I also have my .config - is it considered rude to post the whole 1500 lines? The important ones (I think) are present:

SATA controller 

CONFIG_BLK_DEV_PIIX=y

# CONFIG_BLK_DEV_IDE_SATA is not set

So now that I've finished talking to myself, any ideas?

----------

## ultraincognito

 *bLanark wrote:*   

> I should turn off generic IDE support (or use as a module)

 

I doubt it will help but you can.

 *bLanark wrote:*   

> I also have my .config - is it considered rude to post the whole 1500 lines?

 

Yes, it is. I personally like to show options from some category of configuring the kernel so on my example:

--- ATA/ATAPI/MFM/RLL support (DEPRECATED)

      *** Please see Documentation/ide/ide.txt for help/info on IDE drives ***

[ ]   Support for SATA (deprecated; conflicts with libata SATA driver)

<*>   generic ATA/ATAPI disk support

[*]     ATA disk support

[ ]     ATAPI floppy support

<M>   Include IDE/ATAPI CDROM support

< >   Include IDE/ATAPI TAPE support  

[ ]   IDE ACPI support

[ ]   IDE Taskfile Access

[*]   legacy /proc/ide/ support  

      *** IDE chipset support/bugfixes ***

< >   generic/default IDE chipset support

< >   Platform driver for IDE interfaces

< >   CMD640 chipset bugfix/support  

< >   PNP EIDE support

      *** PCI IDE chipsets support ***

[*]   Probe IDE PCI devices in the PCI bus order (DEPRECATED) 

< >   Generic PCI IDE Chipset Support

< >   OPTi 82C621 chipset enhanced support (EXPERIMENTAL)  

< >   RZ1000 chipset bugfix/support 

< >   AEC62XX chipset support 

< >   ALI M15x3 chipset support

<*>   AMD and nVidia IDE support

< >   ATI IXP chipset IDE support

< >   CMD64{3|6|8|9} chipset support

< >   Compaq Triflex IDE support

< >   Cyrix CS5510/20 MediaGX chipset support (VERY EXPERIMENTAL)

< >   Cyrix/National Semiconductor CS5530 MediaGX chipset support

< >   AMD CS5535 chipset support 

< >   CS5536 chipset support 

< >   HPT36X/37X chipset support  

< >   JMicron JMB36x support

< >   National SCx200 chipset support

< >   Intel PIIX/ICH chipsets support

< >   IT8172 IDE support

< >   IT8213 IDE support

< >   IT821X IDE support  

< >   NS87415 chipset support 

< >   PROMISE PDC202{46|62|65|67} support 

< >   PROMISE PDC202{68|69|70|71|75|76|77} support

< >   ServerWorks OSB4/CSB5/CSB6 chipsets support

< >   Silicon Image chipset support 

< >   SiS5513 chipset support

< >   SLC90E66 chipset support 

< >   Tekram TRM290 chipset support 

< >   VIA82CXXX chipset support 

< >   Toshiba TC86C001 support

----------

## ultraslinky

Judging by the error, you somehow switched to the old ATA layer?
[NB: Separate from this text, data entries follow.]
PR #1527, opened 2016-03-03
Experimental: Please do not merge

xidachen:
This is a better example than the previous one.

What I did here is changing the "tex-image-and-sub-image-2d-with-image-data.js", and set two pixels in the ImageData to be alpha=128 instead of 0. In this case, when the pixel store parameter of premultiplyAlpha=true, the expected color should be very close to 128.

Here is what I get locally:
rgb_rgb_unsigned_short_5_6_5: [132, 0, 0]
rgba_rgba_unsigned_short_4_4_4_4: [136, 0, 0]
rgba_rgba_unsigned_short_5_5_5_1: [132, 0, 0]

PTAL. @kenrussell @zhenyao

### DIFF
--- a/sdk/tests/js/tests/tex-image-and-sub-image-2d-with-image-data.js
+++ b/sdk/tests/js/tests/tex-image-and-sub-image-2d-with-image-data.js
@@ -27,6 +27,8 @@ function generateTest(internalFormat, pixelFormat, pixelType, prologue, resource
     var gl = null;
     var successfullyParsed = false;
     var imageData = null;
+    var halfRedColor = [128, 0, 0];
+    var halfGreenColor = [0, 128, 0];
     var blackColor = [0, 0, 0];
     var redColor = [255, 0, 0];
     var greenColor = [0, 255, 0];
@@ -66,7 +68,7 @@ function generateTest(internalFormat, pixelFormat, pixelType, prologue, resource
         data[4] = 255;
         data[5] = 0;
         data[6] = 0;
-        data[7] = 0;
+        data[7] = 128;
         data[8] = 0;
         data[9] = 255;
         data[10] = 0;
@@ -74,7 +76,7 @@ function generateTest(internalFormat, pixelFormat, pixelType, prologue, resource
         data[12] = 0;
         data[13] = 255;
         data[14] = 0;
-        data[15] = 0;
+        data[15] = 128;
 
         runTest();
     }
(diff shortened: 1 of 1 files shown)


xidachen:
@zhenyao In this case, there are two input pixels of [255, 0, 0, 128] and [0, 255, 0, 128]. Here the result of WebGLImageConversion::extractImageData is:
rgb_rgb_unsigned_byte: [0, 0, 0, 255], [10, 0, 0, 0]
rgb_rgb_unsigned_short_5_6_5: [224, 7, 0, 4], [37, 43, 0, 16]
rgba_rgba_unsigned_short_4_4_4_4: [15, 15, 8, 8], [37, 43, 0, 16]
rgba_rgba_unsigned_short_5_5_5_1: [193, 7, 1, 4], [37, 43, 0, 16]

I hope that helps.

kenrussell:
I think there may be a colorspace conversion going on: I think CanvasRenderingContext2D is transforming the input image data to the color profile of the display. @junov may know more. I remember running into this before and, further, that there are some customers who put a simple gray ramp into a canvas and then read it back in order to understand the transfer function from the canvas to the display, for better color fidelity.

xidachen:
OK, thanks for investigating. I think we would at least know that this is not caused by the construction of ImageBitmap. I will change the ImageBitmap tests to take a alpha=0 image so that some of the tests won't fail.

kenrussell:
Well, I would say this certainly bears more investigation! First, it's essential to implement ImageBitmap's colorspaceConversion constructor option; and second, we should understand why it's not possible to lower the tolerances.

junov:
ImageData -> 2D canvas does not involve any color correction in blink's current implementation.  The only discrepancies I would expect to see are compounded losses of precision from the multiply by alpha and bit depth conversion round-trips.  There seem to be more than that going on.  I smell a bug.

zhenyao:
What is the input pixel data to WebGLImageConversion::packPixels? That can help us determine where the pixels get changed. The output pixels do not look reasonable to me.

kenrussell:
I'm reopening this to indicate that investigation is still ongoing.

xidachen:
@zhenyao 
The input is in rgba format and it is [255, 0, 0, 128], [0, 255, 0, 128], and the output is:
rgb_rgb_unsigned_byte: [0, 0, 0, 255], [10, 0, 0, 0]
rgb_rgb_unsigned_short_5_6_5: [224, 7, 0, 4], [37, 43, 0, 16]
rgba_rgba_unsigned_short_4_4_4_4: [15, 15, 8, 8], [37, 43, 0, 16]
rgba_rgba_unsigned_short_5_5_5_1: [193, 7, 1, 4], [37, 43, 0, 16]

zhenyao:
This is surprising.  It looks like a bug in packPixels, but it's been working so far (I think well tested) with the conformance tests.

xidachen:
After debugging with @zhenyao , found that this is not a bug, it is just loss of precision. For example, when converting 128 to unsigned_short_4_4_4_4, it is converted to 8, and when converting back, the pixel value becomes 8 / 15 * 255 = 136.

xidachen:
Closing this after the fact that this is not a bug.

Your hard disks should all be /dev/sd*, not /dev/hd*. As far as i know the old layer must not be used, it is deprecated, and the new one works with older devices too. I have used the new layer without problems with my old 2004 laptop with an IDE hard disk and IDE dvd drive.

My suggestion is to get rid of that whole ATA/ATAPI support section. The only ones you need are the SCSI section and "Serial Ata and Parallel Ata drivers", where you should select your motherboard driver. Maybe you should go over that section and make sure your driver hasn't changed name in the kernel config (i have no idea if that is possible at all...) or make oldconfig screwed up something? It is quite a big jump, from 2.6.13 to 2.6.27, so double check those sections  :Smile: 

I'm a newbie here, but i hope it helped a tiny bit  :Smile: 

----------

## Jaglover

 *Quote:*   

> I upgraded from 2.6.13 to 2.6.27, using gentoo-sources. I copied my .config from the old kernel to the new one, did a make oldconfig ...

 

That's a known good way to bork things, make oldconfig is safe to use only between patchlevels, see http://www.gentoo.org/doc/en/kernel-upgrade.xml .

----------

## bLanark

 *Jaglover wrote:*   

> 
> 
> That's a known good way to bork things, make oldconfig is safe to use only between patchlevels, see http://www.gentoo.org/doc/en/kernel-upgrade.xml .

 

Ah well, you live and you learn, I suppose. 

I've decided that I'm gonna rebuild the machine from scratch tonight. It's had more versions of gcc than I've had cups of coffee today, I looked in one of my cron jobs and it was still trying to call eupdatedb after a daily sync! Now on boot, most services obviously need their config files updating - warnings about deprecated stuff (yes, I know about etc-update). It'll be good to start with a modern kernel and profile.  

I was sensible and have separated into *many* filesystems when I first built it, so /home, /var, /tmp are all on different partitions. Some of them will be nuked, of course. I even have a spare partiton on the disk "just in case" I needed more space for something unforseen. And there is space on my raid for a backup of all my config files as a reference.

Thank you all for your replies to date.

----------